PR #1138, opened 2015-08-30
CAP: minor correction

biplovbhandari:
@flavour Please merge...

### DIFF
--- a/modules/s3/s3crud.py
+++ b/modules/s3/s3crud.py
@@ -1925,18 +1925,25 @@ class S3CRUD(S3Method):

##############################

## What you have to do
Nothing in the data may be left out. Copy all of it exactly.

## Answer to the exercise
PR #1138, opened 2015-08-30
CAP: minor correction

biplovbhandari:
@flavour Please merge...

### DIFF
--- a/modules/s3/s3crud.py
+++ b/modules/s3/s3crud.py
@@ -1925,18 +1925,25 @@ class S3CRUD(S3Method):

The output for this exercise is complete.